The group, she said, did not include children and appeared to be made up of young women and men under the age of 40 who had joined together outside the migrant center. Many of them were seeking asylum in the United States, but none of the migrants, to her knowledge, intended to go to Sacramento.
Sacramento ACT and other organizations are working to find them secure housing and to help with their next steps. Several of the migrants have court appointments elsewhere in the country.
“We’ve all made the comment that this is something we never have seen or expected,” Ms. Flores said. “Another big question is, Is this going to keep happening?”
Mayor Darrell Steinberg of Sacramento, a Democrat, said he was “heartened” by the investigation, adding that “whoever is behind this must answer.”
The episode is at least the second time in recent months that migrants have been transported to Sacramento from Texas. In September, a smaller group of Venezuelans who had crossed the border in Laredo, bound for New York, Florida and Utah, showed up outside a Catholic Charities building in California’s capital city.
They had documents directing them to the local offices of U.S. Immigration and Customs Enforcement, but officials were unable to determine who had sent them. Several had walked the 10 miles from the Sacramento International Airport, some without shoes.
Data from FlightAware, a website that tracks flights across the country, shows one direct flight between Deming Municipal Airport in Luna County, N.M., and Sacramento McClellan Airport that landed on Friday just before 11 a.m. after roughly three hours. A representative for Berry Aviation, a charter service based in San Marcos, Texas, told The Sacramento Bee that the flight was “something that the government ran,” but did not comment further.
Vertol, the company that was said to have brought the migrants to Sacramento, is an aviation firm and defense contractor based in Destin, Fla. It has ties to Republican leaders in Florida, as well as to one of Mr. DeSantis’s top aides, Larry Keefe, a former U.S. attorney who previously represented the firm in lawsuits and then spearheaded the state’s migrant flight program. (The company did not respond to a request for comment.)
Like Gov. Greg Abbott of Texas, a Republican who sent buses of migrants to Washington and New York last year, Mr. DeSantis made a point of sending dozens of South American migrants to a Democratic-leaning state in an effort to draw attention to an influx of migrants at the southern border at the time. Mr. DeSantis targeted Martha’s Vineyard, where former President Barack Obama has a vacation home, and considered a separate flight to an airport near Mr. Biden’s Delaware home. (That flight to Delaware was called off.)
The 49 migrants on the Martha’s Vineyard charter flights, run by Vertol, said they were tricked into getting on the planes with promises of aid that would be waiting for them when they landed. But no one on the ground knew they were coming, sending local officials scrambling to provide food and shelter and prompting fierce backlash across the country.
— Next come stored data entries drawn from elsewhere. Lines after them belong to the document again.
PR #850, opened 2026-04-06
Add font GRAD axis

basham:
Changes:
1. Updated Google Fonts URL to add the GRAD ("grade") axis.
2. Added a new variable `--rvt-font-variation-grade`.
3. This makes it so content can be more bold without affecting the text width. This will support the work needed for navigation and styles related to `aria-current="page"`.

Future work:
1. Include the full font file for all Rivet fonts in the `dist` folder. That will just give us more flexibility to use the fonts as we want and not be dependent on Google servers.
2. Consider new naming convention for `--rvt-font-variation-*` variables. `black` is named  "black" because it is meant to be paired with the "black" fonts. In contrast, "grade" isn't named to be paired in a way like that.

### DIFF
--- a/src/base/fonts.css
+++ b/src/base/fonts.css
@@ -3,7 +3,7 @@
  * SPDX-License-Identifier: BSD-3-Clause
  */
 
-@import url("https://fonts.googleapis.com/css2?family=Azeret+Mono:ital,wght@0,100..900;1,100..900&family=Playfair+Display:ital,wght@0,400..900;1,400..900&family=Roboto+Flex:opsz,slnt,wdth,wght,YTAS,YTLC@8..144,-10..0,25..151,100..1000,649..854,416..570&display=swap");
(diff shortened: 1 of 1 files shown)


basham:
Another reason to not use `@import` for fonts:

The content order in `rivet.css` is the licensing comment, then `@charset "UTF-8"`, then the `@import` font by URL.

I'm noticing a warning when importing `rivet.css` from a separate Astro project:

```
13:19:05 [WARN] [vite] [vite:css][postcss] @charset must precede all other statements
5  |   * SPDX-License-Identifier: BSD-3-Clause
6  |   */
7  |  @charset "UTF-8";@import"https://fonts.googleapis.com/css2?family=Azeret+Mono:ital,wght@0,100..900;1,100..900&family=...
   |  ^^^^^^^^^^^^^^^^^
8  |  
```

We can either somehow move the licensing comment or if we instead reference a local (not remote) font file, then we may not need `@charset`. This all needs some exploration.

levimcg (approved):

The migrants, many of whom were among the millions of people who have fled a devastating economic crisis in Venezuela, later sued Mr. DeSantis and other state officials in a lawsuit that is still pending. Those flights cost at least $1.5 million in taxpayer money, state records show.
But Mr. DeSantis and his Republican allies in Florida have since doubled down. Lawmakers voted to expand the state’s migrant flight program this year, authorizing a $12 million budget, and the state recently hired three private contracting companies, including Vertol, to organize the latest round of flights.
Mr. DeSantis has a $3,300-a-plate fund-raiser scheduled in Sacramento on June 19 and has publicly traded barbs with Mr. Newsom over immigration. As he barnstorms the early nominating states of the presidential campaign, his recounting of the migrant flights has generated some of his biggest applause lines.